WHAT NEEDS TO BE DONE: Retype the material, please. Every line must match.
Start of SUPPLIED INFORMATION
PR #1442, opened 2026-05-27
Skip the automated core-dep bump in begin-addon-release

hl662:
## TL;DR

The publish-driven advance commits `package.json`/`package-lock.json` back to `imodel-native/main` with a fixed message. Without a guard, that commit would trip `begin-addon-release` and queue a pointless patch release. This skips the release only for that exact automation commit, by message — so real dependency PRs (including non-`@itwin` bumps like `minimatch`/`mocha`) still cut releases as before.

## What

| Asset | Why it exists |
|---|---|
| `build/begin_addon_release.yml` | Matches the exact automation commit message and skips just that, instead of blanket path-excluding `package.json`/`package-lock.json` — which would also drop legitimate dependency-bump PRs that touch only those files (e.g. #71 "Bump minimatch and mocha"). |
End of SUPPLIED INFORMATION
SOLUTION:
PR #1442, opened 2026-05-27
Skip the automated core-dep bump in begin-addon-release

hl662:
## TL;DR

The publish-driven advance commits `package.json`/`package-lock.json` back to `imodel-native/main` with a fixed message. Without a guard, that commit would trip `begin-addon-release` and queue a pointless patch release. This skips the release only for that exact automation commit, by message — so real dependency PRs (including non-`@itwin` bumps like `minimatch`/`mocha`) still cut releases as before.

## What

| Asset | Why it exists |
|---|---|
| `build/begin_addon_release.yml` | Matches the exact automation commit message and skips just that, instead of blanket path-excluding `package.json`/`package-lock.json` — which would also drop legitimate dependency-bump PRs that touch only those files (e.g. #71 "Bump minimatch and mocha"). |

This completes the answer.